(Data items)
☆ ☆ ☆

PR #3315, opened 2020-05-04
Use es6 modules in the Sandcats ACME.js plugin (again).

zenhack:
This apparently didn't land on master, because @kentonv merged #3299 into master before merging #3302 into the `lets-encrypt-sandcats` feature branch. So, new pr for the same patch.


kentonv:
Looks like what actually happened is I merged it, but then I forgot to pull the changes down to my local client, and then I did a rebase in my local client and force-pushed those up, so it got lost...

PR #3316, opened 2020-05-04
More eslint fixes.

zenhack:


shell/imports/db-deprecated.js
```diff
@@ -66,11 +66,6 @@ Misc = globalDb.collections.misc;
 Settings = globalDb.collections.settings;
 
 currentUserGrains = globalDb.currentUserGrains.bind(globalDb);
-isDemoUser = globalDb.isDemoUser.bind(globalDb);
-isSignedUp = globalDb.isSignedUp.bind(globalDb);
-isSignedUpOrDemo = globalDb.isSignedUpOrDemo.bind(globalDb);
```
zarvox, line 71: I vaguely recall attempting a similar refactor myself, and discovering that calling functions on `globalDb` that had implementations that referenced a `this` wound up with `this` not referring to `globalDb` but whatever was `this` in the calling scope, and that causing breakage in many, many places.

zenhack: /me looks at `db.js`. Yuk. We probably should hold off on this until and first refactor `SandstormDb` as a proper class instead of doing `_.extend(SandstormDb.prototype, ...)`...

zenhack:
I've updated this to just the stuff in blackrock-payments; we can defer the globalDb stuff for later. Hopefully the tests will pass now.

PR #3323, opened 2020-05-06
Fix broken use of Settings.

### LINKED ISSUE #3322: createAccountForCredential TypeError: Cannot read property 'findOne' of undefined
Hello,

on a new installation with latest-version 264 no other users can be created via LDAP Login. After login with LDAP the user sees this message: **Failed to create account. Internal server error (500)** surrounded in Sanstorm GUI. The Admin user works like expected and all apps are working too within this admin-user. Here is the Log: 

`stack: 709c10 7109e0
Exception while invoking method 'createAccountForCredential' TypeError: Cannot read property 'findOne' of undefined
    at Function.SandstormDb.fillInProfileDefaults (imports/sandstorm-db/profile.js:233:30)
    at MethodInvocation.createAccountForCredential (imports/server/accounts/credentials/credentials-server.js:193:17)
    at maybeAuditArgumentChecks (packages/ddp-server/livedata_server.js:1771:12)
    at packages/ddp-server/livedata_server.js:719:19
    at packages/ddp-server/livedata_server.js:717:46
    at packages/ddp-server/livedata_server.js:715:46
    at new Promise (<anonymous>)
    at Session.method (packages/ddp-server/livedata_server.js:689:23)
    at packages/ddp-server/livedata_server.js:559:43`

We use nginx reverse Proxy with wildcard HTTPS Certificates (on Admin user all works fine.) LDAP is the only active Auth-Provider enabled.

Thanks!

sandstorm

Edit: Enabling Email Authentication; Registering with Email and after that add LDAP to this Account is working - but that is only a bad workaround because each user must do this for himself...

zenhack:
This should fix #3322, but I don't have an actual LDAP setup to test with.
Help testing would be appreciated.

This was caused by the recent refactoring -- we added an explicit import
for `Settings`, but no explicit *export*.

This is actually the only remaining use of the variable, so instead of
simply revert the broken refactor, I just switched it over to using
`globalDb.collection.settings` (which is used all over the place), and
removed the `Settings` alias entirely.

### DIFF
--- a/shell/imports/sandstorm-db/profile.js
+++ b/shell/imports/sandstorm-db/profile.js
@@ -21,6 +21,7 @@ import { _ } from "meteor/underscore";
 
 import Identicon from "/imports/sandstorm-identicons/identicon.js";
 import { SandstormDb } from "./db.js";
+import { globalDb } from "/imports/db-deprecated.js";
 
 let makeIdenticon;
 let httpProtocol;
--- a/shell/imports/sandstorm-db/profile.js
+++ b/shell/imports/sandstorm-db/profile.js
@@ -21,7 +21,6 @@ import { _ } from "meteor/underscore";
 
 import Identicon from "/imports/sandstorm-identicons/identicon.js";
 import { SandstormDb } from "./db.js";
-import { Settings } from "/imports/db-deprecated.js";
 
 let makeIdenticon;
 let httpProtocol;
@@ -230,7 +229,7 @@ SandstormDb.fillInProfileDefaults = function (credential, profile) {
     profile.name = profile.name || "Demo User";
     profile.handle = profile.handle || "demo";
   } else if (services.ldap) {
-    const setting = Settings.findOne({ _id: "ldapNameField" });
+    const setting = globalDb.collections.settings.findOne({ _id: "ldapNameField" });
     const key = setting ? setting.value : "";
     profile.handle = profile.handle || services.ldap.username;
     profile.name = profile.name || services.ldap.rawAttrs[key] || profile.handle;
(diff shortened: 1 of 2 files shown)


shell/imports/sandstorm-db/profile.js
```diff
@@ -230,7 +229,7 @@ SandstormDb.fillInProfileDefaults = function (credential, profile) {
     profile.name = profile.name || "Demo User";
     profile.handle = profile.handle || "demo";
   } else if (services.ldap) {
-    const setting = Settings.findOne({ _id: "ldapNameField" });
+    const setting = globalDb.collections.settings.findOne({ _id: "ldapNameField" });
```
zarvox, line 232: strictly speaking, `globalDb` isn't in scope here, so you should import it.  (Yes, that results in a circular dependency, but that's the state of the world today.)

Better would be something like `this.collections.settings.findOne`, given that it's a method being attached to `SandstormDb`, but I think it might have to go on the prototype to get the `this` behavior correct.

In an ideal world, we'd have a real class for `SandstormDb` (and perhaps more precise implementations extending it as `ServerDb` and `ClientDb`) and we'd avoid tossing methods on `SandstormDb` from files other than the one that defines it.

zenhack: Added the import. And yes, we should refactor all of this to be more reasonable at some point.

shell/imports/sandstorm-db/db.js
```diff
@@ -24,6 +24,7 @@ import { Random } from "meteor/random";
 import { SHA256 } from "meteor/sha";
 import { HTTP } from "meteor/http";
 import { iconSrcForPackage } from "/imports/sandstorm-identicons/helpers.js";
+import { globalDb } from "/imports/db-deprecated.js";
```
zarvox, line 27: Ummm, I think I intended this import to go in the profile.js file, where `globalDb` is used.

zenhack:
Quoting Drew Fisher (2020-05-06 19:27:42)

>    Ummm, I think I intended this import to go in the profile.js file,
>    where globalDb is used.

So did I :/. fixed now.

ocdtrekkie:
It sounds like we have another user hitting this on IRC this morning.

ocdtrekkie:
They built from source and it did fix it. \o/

☆ ☆ ☆

#### WORK REQUEST:
The records above need copying. Do it exactly.

#### ANSWER BOX:
PR #3315, opened 2020-05-04
Use es6 modules in the Sandcats ACME.js plugin (again).

zenhack:
This apparently didn't land on master, because @kentonv merged #3299 into master before merging #3302 into the `lets-encrypt-sandcats` feature branch. So, new pr for the same patch.


kentonv:
Looks like what actually happened is I merged it, but then I forgot to pull the changes down to my local client, and then I did a rebase in my local client and force-pushed those up, so it got lost...

PR #3316, opened 2020-05-04
More eslint fixes.

zenhack:


shell/imports/db-deprecated.js
```diff
@@ -66,11 +66,6 @@ Misc = globalDb.collections.misc;
 Settings = globalDb.collections.settings;
 
 currentUserGrains = globalDb.currentUserGrains.bind(globalDb);
-isDemoUser = globalDb.isDemoUser.bind(globalDb);
-isSignedUp = globalDb.isSignedUp.bind(globalDb);
-isSignedUpOrDemo = globalDb.isSignedUpOrDemo.bind(globalDb);
```
zarvox, line 71: I vaguely recall attempting a similar refactor myself, and discovering that calling functions on `globalDb` that had implementations that referenced a `this` wound up with `this` not referring to `globalDb` but whatever was `this` in the calling scope, and that causing breakage in many, many places.

zenhack: /me looks at `db.js`. Yuk. We probably should hold off on this until and first refactor `SandstormDb` as a proper class instead of doing `_.extend(SandstormDb.prototype, ...)`...

zenhack:
I've updated this to just the stuff in blackrock-payments; we can defer the globalDb stuff for later. Hopefully the tests will pass now.

PR #3323, opened 2020-05-06
Fix broken use of Settings.

### LINKED ISSUE #3322: createAccountForCredential TypeError: Cannot read property 'findOne' of undefined
Hello,

on a new installation with latest-version 264 no other users can be created via LDAP Login. After login with LDAP the user sees this message: **Failed to create account. Internal server error (500)** surrounded in Sanstorm GUI. The Admin user works like expected and all apps are working too within this admin-user. Here is the Log: 

`stack: 709c10 7109e0
Exception while invoking method 'createAccountForCredential' TypeError: Cannot read property 'findOne' of undefined
    at Function.SandstormDb.fillInProfileDefaults (imports/sandstorm-db/profile.js:233:30)
    at MethodInvocation.createAccountForCredential (imports/server/accounts/credentials/credentials-server.js:193:17)
    at maybeAuditArgumentChecks (packages/ddp-server/livedata_server.js:1771:12)
    at packages/ddp-server/livedata_server.js:719:19
    at packages/ddp-server/livedata_server.js:717:46
    at packages/ddp-server/livedata_server.js:715:46
    at new Promise (<anonymous>)
    at Session.method (packages/ddp-server/livedata_server.js:689:23)
    at packages/ddp-server/livedata_server.js:559:43`

We use nginx reverse Proxy with wildcard HTTPS Certificates (on Admin user all works fine.) LDAP is the only active Auth-Provider enabled.

Thanks!

sandstorm

Edit: Enabling Email Authentication; Registering with Email and after that add LDAP to this Account is working - but that is only a bad workaround because each user must do this for himself...

zenhack:
This should fix #3322, but I don't have an actual LDAP setup to test with.
Help testing would be appreciated.

This was caused by the recent refactoring -- we added an explicit import
for `Settings`, but no explicit *export*.

This is actually the only remaining use of the variable, so instead of
simply revert the broken refactor, I just switched it over to using
`globalDb.collection.settings` (which is used all over the place), and
removed the `Settings` alias entirely.

### DIFF
--- a/shell/imports/sandstorm-db/profile.js
+++ b/shell/imports/sandstorm-db/profile.js
@@ -21,6 +21,7 @@ import { _ } from "meteor/underscore";
 
 import Identicon from "/imports/sandstorm-identicons/identicon.js";
 import { SandstormDb } from "./db.js";
+import { globalDb } from "/imports/db-deprecated.js";
 
 let makeIdenticon;
 let httpProtocol;
--- a/shell/imports/sandstorm-db/profile.js
+++ b/shell/imports/sandstorm-db/profile.js
@@ -21,7 +21,6 @@ import { _ } from "meteor/underscore";
 
 import Identicon from "/imports/sandstorm-identicons/identicon.js";
 import { SandstormDb } from "./db.js";
-import { Settings } from "/imports/db-deprecated.js";
 
 let makeIdenticon;
 let httpProtocol;
@@ -230,7 +229,7 @@ SandstormDb.fillInProfileDefaults = function (credential, profile) {
     profile.name = profile.name || "Demo User";
     profile.handle = profile.handle || "demo";
   } else if (services.ldap) {
-    const setting = Settings.findOne({ _id: "ldapNameField" });
+    const setting = globalDb.collections.settings.findOne({ _id: "ldapNameField" });
     const key = setting ? setting.value : "";
     profile.handle = profile.handle || services.ldap.username;
     profile.name = profile.name || services.ldap.rawAttrs[key] || profile.handle;
(diff shortened: 1 of 2 files shown)


shell/imports/sandstorm-db/profile.js
```diff
@@ -230,7 +229,7 @@ SandstormDb.fillInProfileDefaults = function (credential, profile) {
     profile.name = profile.name || "Demo User";
     profile.handle = profile.handle || "demo";
   } else if (services.ldap) {
-    const setting = Settings.findOne({ _id: "ldapNameField" });
+    const setting = globalDb.collections.settings.findOne({ _id: "ldapNameField" });
```
zarvox, line 232: strictly speaking, `globalDb` isn't in scope here, so you should import it.  (Yes, that results in a circular dependency, but that's the state of the world today.)

Better would be something like `this.collections.settings.findOne`, given that it's a method being attached to `SandstormDb`, but I think it might have to go on the prototype to get the `this` behavior correct.

In an ideal world, we'd have a real class for `SandstormDb` (and perhaps more precise implementations extending it as `ServerDb` and `ClientDb`) and we'd avoid tossing methods on `SandstormDb` from files other than the one that defines it.

zenhack: Added the import. And yes, we should refactor all of this to be more reasonable at some point.

shell/imports/sandstorm-db/db.js
```diff
@@ -24,6 +24,7 @@ import { Random } from "meteor/random";
 import { SHA256 } from "meteor/sha";
 import { HTTP } from "meteor/http";
 import { iconSrcForPackage } from "/imports/sandstorm-identicons/helpers.js";
+import { globalDb } from "/imports/db-deprecated.js";
```
zarvox, line 27: Ummm, I think I intended this import to go in the profile.js file, where `globalDb` is used.

zenhack:
Quoting Drew Fisher (2020-05-06 19:27:42)

>    Ummm, I think I intended this import to go in the profile.js file,
>    where globalDb is used.

So did I :/. fixed now.

ocdtrekkie:
It sounds like we have another user hitting this on IRC this morning.

ocdtrekkie:
They built from source and it did fix it. \o/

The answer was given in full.